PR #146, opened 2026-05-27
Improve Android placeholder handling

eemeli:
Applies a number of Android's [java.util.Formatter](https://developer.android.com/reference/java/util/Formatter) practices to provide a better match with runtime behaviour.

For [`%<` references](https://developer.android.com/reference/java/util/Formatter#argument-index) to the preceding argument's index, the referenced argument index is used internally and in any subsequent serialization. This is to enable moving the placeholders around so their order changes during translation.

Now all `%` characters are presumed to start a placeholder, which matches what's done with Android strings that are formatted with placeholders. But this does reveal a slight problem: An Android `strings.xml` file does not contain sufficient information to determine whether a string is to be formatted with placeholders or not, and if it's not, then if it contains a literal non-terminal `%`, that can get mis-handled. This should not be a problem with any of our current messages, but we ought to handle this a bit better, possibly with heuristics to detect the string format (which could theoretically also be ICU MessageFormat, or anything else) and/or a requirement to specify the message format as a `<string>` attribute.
---
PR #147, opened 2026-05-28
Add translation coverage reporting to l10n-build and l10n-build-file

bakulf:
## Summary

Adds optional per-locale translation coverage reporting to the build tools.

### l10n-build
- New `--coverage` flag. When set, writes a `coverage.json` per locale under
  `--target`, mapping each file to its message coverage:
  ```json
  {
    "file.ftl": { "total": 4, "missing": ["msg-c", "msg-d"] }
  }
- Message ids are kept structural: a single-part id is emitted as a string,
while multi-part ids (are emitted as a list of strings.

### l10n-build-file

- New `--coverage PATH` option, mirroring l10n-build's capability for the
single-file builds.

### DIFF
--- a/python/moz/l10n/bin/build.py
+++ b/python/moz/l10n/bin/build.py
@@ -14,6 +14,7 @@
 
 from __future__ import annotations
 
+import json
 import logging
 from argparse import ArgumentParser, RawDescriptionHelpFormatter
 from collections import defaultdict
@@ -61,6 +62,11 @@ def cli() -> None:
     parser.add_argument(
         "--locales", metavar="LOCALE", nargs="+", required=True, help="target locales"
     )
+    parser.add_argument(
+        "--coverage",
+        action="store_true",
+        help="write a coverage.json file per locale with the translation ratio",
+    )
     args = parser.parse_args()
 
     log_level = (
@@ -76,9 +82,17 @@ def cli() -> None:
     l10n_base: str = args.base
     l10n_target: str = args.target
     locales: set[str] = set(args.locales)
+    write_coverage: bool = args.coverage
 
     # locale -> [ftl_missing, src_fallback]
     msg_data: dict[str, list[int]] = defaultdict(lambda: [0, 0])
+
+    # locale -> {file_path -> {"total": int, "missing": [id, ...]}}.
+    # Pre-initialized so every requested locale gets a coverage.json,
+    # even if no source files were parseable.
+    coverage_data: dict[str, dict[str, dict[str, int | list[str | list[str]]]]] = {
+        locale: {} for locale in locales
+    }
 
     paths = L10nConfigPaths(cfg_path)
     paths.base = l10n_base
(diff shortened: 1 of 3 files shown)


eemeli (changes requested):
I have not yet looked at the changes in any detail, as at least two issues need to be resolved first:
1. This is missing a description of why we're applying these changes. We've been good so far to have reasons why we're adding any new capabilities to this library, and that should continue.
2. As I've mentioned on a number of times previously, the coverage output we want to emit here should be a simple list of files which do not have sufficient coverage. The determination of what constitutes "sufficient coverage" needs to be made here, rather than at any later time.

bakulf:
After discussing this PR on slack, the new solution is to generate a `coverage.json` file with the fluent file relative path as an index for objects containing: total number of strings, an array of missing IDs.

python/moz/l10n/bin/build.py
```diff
...
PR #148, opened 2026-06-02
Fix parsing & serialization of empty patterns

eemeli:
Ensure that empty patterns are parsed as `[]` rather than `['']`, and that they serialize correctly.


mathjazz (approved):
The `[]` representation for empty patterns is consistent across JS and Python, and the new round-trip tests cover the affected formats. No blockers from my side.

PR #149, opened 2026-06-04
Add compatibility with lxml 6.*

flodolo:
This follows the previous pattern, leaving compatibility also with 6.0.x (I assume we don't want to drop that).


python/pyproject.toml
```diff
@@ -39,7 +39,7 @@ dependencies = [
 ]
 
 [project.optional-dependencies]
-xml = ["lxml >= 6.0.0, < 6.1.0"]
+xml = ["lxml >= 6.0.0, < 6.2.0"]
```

▶ Task requirements:
Please transcribe only the lines in the records above running from the line that has "PR #146, opened 2026-05-27" through the line that has "Applies a number", both included, exactly as they appear.

▶ Your solution:
PR #146, opened 2026-05-27
Improve Android placeholder handling

eemeli:
Applies a number of Android's [java.util.Formatter](https://developer.android.com/reference/java/util/Formatter) practices to provide a better match with runtime behaviour.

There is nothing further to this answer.